Interview with Bob Ohlsson
Link: http://www.prosoundweb.com/recording/tapeop/olmo/olmo3.php
..in which he offers some interesting observations and thoughts about the recording industry in general. On some of the evolution in the 1960's and 70's:
...in the ‘50s, the songwriters had an absolute stranglehold on the record business. Basically, the songwriters would come up with a hit song, shop it around the labels and it would go to the highest bidder. Labels did not like that, and that’s a lot of what allowed the self contained group thing to come in, because the labels said, okay we’re only going to sign people that write their own material.
On the current state of the record industry:
For some reason or another, people like to blame the record company on not being profitable and I’m not even sure the record companies are profitable at this point, because when you start adding up the math, I mean the record store is getting at least half of the price of a compact disc and right now we’re in an interesting situation, in that the record stores are calling all of the shots!
So basically you have to pay for placement in a record store, you have to pay for a listening station, I mean on space music releases, I’ve had deadlines like you would have on an Elvis Presley single in the 60s! (laughs). Because they had scheduled thousand of dollars worth of listening stations in some chain, and you gotta have the CDs there or those listening stations are gonna be empty but they’ve still paid for it.
It’s kind of a bizarre situation right now where I think a lot of the whole industry is gonna have to reinvent itself.
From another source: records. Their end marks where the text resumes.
PR #20982, opened 2022-01-02
Added info what to do when no internet access is available

VivantSenior:
## Proposed change

Added information that TOTP won't work when no internet access or local NTP server is available and what to do when user has setup TOTP and is locked out from HA.

## Type of change

## Additional information

## Checklist


homeassistant:
Hi @VivantSenior, 

It seems you haven't yet signed a CLA. Please do so [here](https://home-assistant.io/developers/cla_sign_start/?pr=home-assistant&#x2F;home-assistant.io#20982).

Thanks!

source/_docs/authentication/multi-factor-auth.markdown
```diff
@@ -54,7 +54,7 @@ Once TOTP is enabled, Home Assistant requires the latest code from your phone ap
 
 <div class='note'>
 
-TOTP is _time based_ so it relies on your Home Assistant clock being accurate. If the verification keeps failing, make sure the clock on Home Assistant is correct.
+TOTP is _time based_ so it relies on your Home Assistant clock being accurate. If the verification keeps failing, make sure the clock on Home Assistant is correct. In orther the clock to be accured Home Assistant needs to have internet access or local [NTP server](https://en.wikipedia.org/wiki/Network_Time_Protocol) available. If you will enable TOTP when no internet access is available and you are locked out from your account, to restore access you would need to remove or rename `auth_module.totp` file and restart your Home Assistant instance. The file is typically stored in `/supervisor/homeassistant/.storage` folder. You can do that by using previously setup Samba share add-on or login via SSH to you Home Assistant ([Home Assistant OS SSH login](https://developers.home-assistant.io/docs/operating-system/debugging/#home-assistant-operating-system)).
```
frenck, line 57: This information is not fully correct and depends on your setup.

The current documentation, imho, is already correct; the time needs to be set correctly.

Whether or not this needs to be set up when starting your system, or if your system has an RTC, is a bit out of scope here.

VivantSenior: Hi,

I've just described my issue and the way I was able to get it "fixed".

My HA instance is connected to the internet only few times in a given month (to pull updates and send analytics). It was connected during initial setup (including TOTP) - that why I was able to setup TOTP successfully.

I agree that the docs are correct but can be somewhat extended because for someone the information that "the time needs to be set up correctly" is not the same as "the system needs to have constant access to the internet".

Best,
Viv

frenck: It depends on your system. A correct time is needed, how that is restored by your system depends on your hardware. Most computers have an RTC to handle this, which doesn't require the internet at all.

Other setups get the time from the parent system (eg VMs), or use local NTPs even.

The problem with the suggested edit, is that is occurs that an internet connection is always needed to do MFA, which is thus incorrect.

VivantSenior: I have a RPi 4B (as 35% of HA users according to the Analytics) which by defult doesn't have RTC. So when I run my HA instance on RPi without RTC hat, MFA won't work correctly because of incorrect time. Right?

You are right, I can clarify that MFA require correct time gathered from any source like internet / local NTP server / RTC extension / parent system. If no source is available the MFA won't work.

frenck: >  If no source is available the MFA won't work.

That is what the documentation already states. It needs a correct time.

VivantSenior: I agree, but average user doesn't know what are the sources of time and won't connect the dots that e.g. no internet means no current time and that means incorrectly working MFA.

frenck: Right, I definitely agree on that one.

I think we should add part of resetting TOPT to the "I'm locked out" page, and link to it from here:

<https://www.home-assistant.io/docs/locked_out/>

That will allow for some more in-depth explanation (it's kinda squeezed in here in this paragraph now if you know what I mean).

PR #20992, opened 2022-01-02
Alarmdecoder chime status template example incorrect

TD22057:
## Proposed change
 I used the example from the alarmdecoder to create a template sensor and it generates an error because there is no target entity in the example.  This PR adds that so the example will work.


frenck (approved):
Thanks, @TD22057 👍

PR #21047, opened 2022-01-05
Added workaround for using analog pins with binary_sensors

christianschneider89:
See https://github.com/home-assistant/core/issues/63371

### DIFF
--- a/source/_integrations/firmata.markdown
+++ b/source/_integrations/firmata.markdown
@@ -144,7 +144,7 @@ binary_sensor:
     pin:
       description: The digital or analog pin number on the board. For analog pins the corresponding digital number must be used. Please use the pinout that corresponds to your board. For example, on the Arduino Uno, pin A2 corresponds to the digital pin number 16.
       required: true
-      type: integer
+      type: [integer, string]
     pin_mode:
       description: The digital or analog pin input mode. Supported modes are `INPUT` and `PULLUP`. Check your board specifications to see which pins have optional internal pullups available.
       required: true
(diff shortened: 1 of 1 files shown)


homeassistant:
Hi @christianschneider89, 

It seems you haven't yet signed a CLA. Please do so [here](https://home-assistant.io/developers/cla_sign_start/?pr=home-assistant&#x2F;home-assistant.io#21047).

Thanks!

source/_integrations/firmata.markdown
```diff
@@ -142,9 +142,9 @@ binary_sensor:
       required: true
       type: string
     pin:
-      description: The digital or analog pin number on the board.
+      description: The digital or analog pin number on the board. For analog pins the corresponding digital number must be used. Please use the pinout that corresponds to your board. For example, on the Arduino Uno, pin A2 corresponds to the digital pin number 16.
       required: true
-      type: [integer, string]
+      type: integer
```
frenck: This is unfortunately incorrect/not true, the integration accepts a string.

See: https://github.com/home-assistant/core/blob/5fa6ef2849a9412e97526c98187ea68ed8b204f8/homeassistant/components/firmata/__init__.py#L81

And: <https://github.com/home-assistant/core/blob/5fa6ef2849a9412e97526c98187ea68ed8b204f8/homeassistant/components/firmata/__init__.py#L50>

frenck (changes requested):

source/_integrations/firmata.markdown
christianschneider89: Ok, I reverted this commit.

DaAwesomeP: Yes, it *should* accept the form `A#` for pins (and that worked originally). This pull documents a less-intuitive workaround, not the intended method. See https://github.com/home-assistant/core/issues/63371

frenck (approved):
Thanks, @christianschneider89 👍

But it has a number of times in the past and there’s no reason to believe that it won’t again, so I’m actually feeling kind of upbeat as the whole thing comes crumbling down, cause in some ways it’s a mess that needs to be straightened out, needs to start being run by people inside the music business rather than outside accountants.
I think we’re gonna see some very interesting stuff happening in the next three or four years because everybody that I’ve talked to think that these major label consolidations and acquisitions have made no financial sense at all and, you know, I root for the independent, I mean I will never in my life forget that at one point we at Motown were selling more records than RCA and Columbia! You know, it CAN be done.